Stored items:
Issue #1059, opened 2019-08-14
Tests are failing at head due to Utf8Decoder


grouma:
On the latest dev SDK:
`Dart VM version: 2.5.0-dev.2.0 (Sun Aug 11 20:46:20 2019 +0200) on "linux_x64"`

Seeing errors like this:
`Failed to load "test.dart": type 'Utf8Decoder' is not a subtype of type 'StreamTransformer<Uint8List, String>' of 'streamTransformer'`

See this travis run for essentially a no-op change:
https://travis-ci.org/dart-lang/test/builds/571913043?utm_source=github_status&utm_medium=notification

grouma:
cc @tvolkert

tvolkert:
Try either:

```
--- a/pkgs/test/lib/src/runner/node/platform.dart
+++ b/pkgs/test/lib/src/runner/node/platform.dart
@@ -111,8 +111,8 @@ class NodePlatform extends PlatformPlugin
       var socket = await server.first;
       // TODO(nweiz): Remove the DelegatingStreamSink wrapper when sdk#31504 is
       // fixed.
-      var channel = StreamChannel(socket, DelegatingStreamSink(socket))
-          .transform(StreamChannelTransformer.fromCodec(utf8))
+      var channel = StreamChannelTransformer.fromCodec(utf8)
+          .bind(StreamChannel(socket, DelegatingStreamSink(socket)))
           .transform(chunksToLines)
           .transform(jsonDocument)
           .transformStream(StreamTransformer.fromHandlers(handleDone: (sink) {
```

... or:

```
--- a/pkgs/test/lib/src/runner/node/platform.dart
+++ b/pkgs/test/lib/src/runner/node/platform.dart
@@ -111,7 +111,8 @@ class NodePlatform extends PlatformPlugin
       var socket = await server.first;
       // TODO(nweiz): Remove the DelegatingStreamSink wrapper when sdk#31504 is
       // fixed.
-      var channel = StreamChannel(socket, DelegatingStreamSink(socket))
+      var channel = StreamChannel(
+              socket.cast<List<int>>(), DelegatingStreamSink(socket))
           .transform(StreamChannelTransformer.fromCodec(utf8))
           .transform(chunksToLines)
           .transform(jsonDocument)
```

PR #1060, opened 2019-08-14
Fix issue with Utf8Decoder and Node platform

grouma:
This should close https://github.com/dart-lang/test/issues/1059


tvolkert:
I backed out the most invasive stream changes, but we kept a subset of them that hardly affected any packages, and the `Socket implements Stream<Uint8List>` was one of the latter changes, so it stayed.  This call site is one of only ~two places in all of Pub that were affected by that change.

nex3:
When will this be released? It's likely breaking Dart Sass's CI build.

grouma:
I'll try to get to this tomorrow.

PR #1062, opened 2019-08-16
Update test to use analyzer 0.38.0

keertip:
and prep to publish.


pkgs/test/pubspec.yaml
```diff
@@ -1,5 +1,5 @@
 name: test
```
grouma: you'll need to update the test_core dep

keertip: done

grouma:
You'll need to add a temporary dep override, otherwise LGTM.

PR #1076, opened 2019-09-17
test_core: allow the latest pkg:vm_service

kevmoo:
Also fix readme


pkgs/test_core/README.md
```diff
@@ -1,5 +1,5 @@
-## test_core
+A minimal package for writing and running tests also with extensions for
```
jakemac53: nit: this reads weird now, maybe `s/with/as well as`?

kevmoo: ack

PR #1079, opened 2019-09-18
Fixed #1071, catching FilesystemException when input filename is illegal

### LINKED ISSUE #1071: Exception not handled when input test file has illegal filename
Running
```
pub run test 'This is an ***illegal*** filename'
```
will cause OS Error, which is unhandled.

YizhePKU:


pkgs/test_core/lib/src/executable.dart
```diff
@@ -156,6 +156,9 @@ Future<void> _execute(List<String> args) async {
   } on FormatException catch (error) {
     stderr.writeln(error.message);
     exitCode = exit_codes.data;
+  } on FileSystemException {
```
jakemac53: This will log more nicely (gives you the path and underlying OS error information)

```suggestion
  } on FileSystemException catch (error) {
    var loadException = LoadException(error.path, error.osError);
```

pkgs/test_core/lib/src/executable.dart
```diff
@@ -156,6 +156,9 @@ Future<void> _execute(List<String> args) async {
...
+    stderr.writeln("Illegal filename");
```
jakemac53: And then log it like so:

```suggestion
    stderr.writeln(loadException.toString(color: configuration.color));
```

jakemac53:
Ah, it looks like if you move this try/catch inside of the `_loadSuites` method of `test_core/lib/src/runner.dart` (line 236) then things will work as expected.

You would want to construct a `LoadSuite.fromLoadException` and return an empty stream with that in the catch.

Then it will still run the other tests, log a nice error, and exit normally.

YizhePKU:
> Ah, it looks like if you move this try/catch inside of the `_loadSuites` method of `test_core/lib/src/runner.dart` (line 236) then things will work as expected.

Thanks! I was looking for that for quite a long time. I'll see if it works.

YizhePKU:
No, it doesn't work. I don't think _loadSuite() is even called when the exception occurred.

YizhePKU:
The change of logging was reverted because
1. LoadException is from runner.dart, which isn't where the exception was raised.
2. There is no special logging for other exceptions in executeable.dart either, e.g. ApplicationError(see line 150).

YizhePKU:
It seems that the test runner hangs because a StreamController failed to close(the future never completes), at engine.dart, line 540. Don't know why though.

jakemac53:
> * LoadException is from runner.dart, which isn't where the exception was raised.

Ah ya I forgot to also add a suggestion for the import - it should be fine to add that here.

> 2\. There is no special logging for other exceptions in executeable.dart either, e.g. ApplicationError(see line 150).

A lot of the other ones do have some sort of formatting - but I do think this is the wrong place to handle the error anyways (it is to high level).

> No, it doesn't work. I don't think _loadSuite() is even called when the exception occurred.

I was able to get this to work when I tried testing these changes out locally - the first exception I would see is here https://github.com/dart-lang/test/blob/master/pkgs/test_core/lib/src/runner.dart#L236. The whole body of this anonymous function needs to be wrapped in the try/catch so it is done per suite (which allows loading/running of other tests, only the bad one will fail).

> It seems that the test runner hangs because a StreamController failed to close(the future never completes), at engine.dart, line 540. Don't know why though.

I think this is likely because `_loadSuites` never adds a suite for this test because of the exception. It expects at least a `LoadSuite.forLoadException` it looks like (see [here](https://github.com/dart-lang/test/blob/master/pkgs/test_core/lib/src/runner.dart#L242))

jakemac53:
@YizhePKU did you want to follow up here or should we close the PR?

PR #1145, opened 2025-07-14
✨ Fallback to Completions API when Sampling is not available

strawgate:
Fallback to a completions API when the client doesn't support Sampling.

Sampling is a very underutilized feature in MCP. Part of the reason is the lack of client support. Why invest time in leveraging sampling if none of your clients support it?

If the server itself could offer clients a sampling fallback, where the sampling request is translated to a completion, then FastMCP servers could offer LLM-enhanced tools regardless of client support for sampling.

### DIFF
--- a/src/fastmcp/server/context.py
+++ b/src/fastmcp/server/context.py
@@ -14,11 +14,13 @@ from mcp.server.lowlevel.helper_types import ReadResourceContents
 from mcp.server.lowlevel.server import request_ctx
 from mcp.shared.context import RequestContext
 from mcp.types import (
+    ClientCapabilities,
     ContentBlock,
     CreateMessageResult,
     ModelHint,
     ModelPreferences,
     Root,
+    SamplingCapability,
     SamplingMessage,
     TextContent,
 )
@@ -283,6 +285,18 @@ class Context:
         completion from the client. The client must be appropriately configured,
         or the request will error.
         """
+
+        if (
+            self.fastmcp.sampling_always_fallback
+            or not self.session.check_client_capability(
+                capability=ClientCapabilities(sampling=SamplingCapability())
+            )
+        ):
+            if self.fastmcp.sampling_fallback is None:
+                raise ValueError("Client does not support sampling")
+            return await self.fastmcp.sampling_fallback(
+                messages, system_prompt, temperature, max_tokens, model_preferences
+            )
 
         if max_tokens is None:
             max_tokens = 512
--- a/src/fastmcp/server/server.py
+++ b/src/fastmcp/server/server.py
@@ -64,7 +64,7 @@ from fastmcp.utilities.cache import TimedCache
 from fastmcp.utilities.cli import log_server_banner
 from fastmcp.utilities.components import FastMCPComponent
 from fastmcp.utilities.logging import get_logger
-from fastmcp.utilities.types import NotSet, NotSetT
+from fastmcp.utilities.types import ContextSamplingFallbackProtocol, NotSet, NotSetT
 
 if TYPE_CHECKING:
     from fastmcp.client import Client
@@ -155,6 +155,8 @@ class FastMCP(Generic[LifespanResultT]):
         streamable_http_path: str | None = None,
         json_response: bool | None = None,
         stateless_http: bool | None = None,
+        sampling_fallback: ContextSamplingFallbackProtocol | None = None,
+        sampling_always_fallback: bool | None = None,
     ):
         self.resource_prefix_format: Literal["protocol", "path"] = (
             resource_prefix_format or fastmcp.settings.resource_prefix_format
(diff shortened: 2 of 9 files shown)


strawgate:
https://github.com/jlowin/fastmcp/issues/1146

strawgate:
Alternatively we could just jump straight to adding a CompletionsProtocol which if set would allow completions through `ctx.completion` and then we could just have the sampling fallback be a bridge between the completion and the sampling

strawgate:
offline chat: sampling_handler to match the client along with `sampling_mode`

strawgate:
@jlowin i think we were also chatting about re-arranging contrib but otherwise this has been updated per out discussion on sampling

I did modify the sampling handler to also take a serversession, we might just want to make another protocol?

src/fastmcp/server/server.py
```diff
@@ -167,6 +168,8 @@ def __init__(
         streamable_http_path: str | None = None,
         json_response: bool | None = None,
         stateless_http: bool | None = None,
+        sampling_handler: SamplingHandler[LifespanResultT] | None = None,
+        sampling_handler_behavior: Literal["default", "fallback"] = "fallback",
```
jlowin: The behavior names are confusing -- "default" is not, in fact, the default behavior. I'd suggest `['fallback', 'always']` (default `fallback`). Could also allow `'never'` which would be very clear but would create an interesting and potentially confusing coupling with `sampling_handler`=None. 

As a very minor matter I'd prefer the default to be `None` and then convert `None` to `"fallback"` inside the `__init__` body because that way users who don't know the default string value can recover it by passing `None`.

jlowin (commented):
Sorry to let this sit @strawgate - just one comment. Game to elevate this out of contrib if you want! Or we can merge as is and decide later.

src/fastmcp/server/server.py
strawgate: > "default" is not, in fact, the default 

🤯

strawgate:
I've incorporated the feedback and added a quick mention in the docs.

> Game to elevate this out of contrib if you want! Or we can merge as is and decide later.

The only part in Contrib is the OpenAI part -- do we want to add a dependency on openai (or an extra?) on openai?

jlowin:
The dependency is actually what made me think it should be elevated (because its already "sort of" part of the main lib with the optional dependency). Happy to go as is and elevate later, or elevate alongside a tutorial or something. Up to you -

jlowin (approved):

strawgate:
Ok! 

I'm going to build a quick "summarizing search" MCP server that that does a web search and summarizes the result, as a project using this, and assuming that doesn't have any issues I'll lift it out of contrib

strawgate:
@jlowin I think for strict type checking, the current:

Work to complete:
Go through the records above, find every line with the word "clients", and list those lines.

Exercise output:
Sampling is a very underutilized feature in MCP. Part of the reason is the lack of client support. Why invest time in leveraging sampling if none of your clients support it?
If the server itself could offer clients a sampling fallback, where the sampling request is translated to a completion, then FastMCP servers could offer LLM-enhanced tools regardless of client support for sampling.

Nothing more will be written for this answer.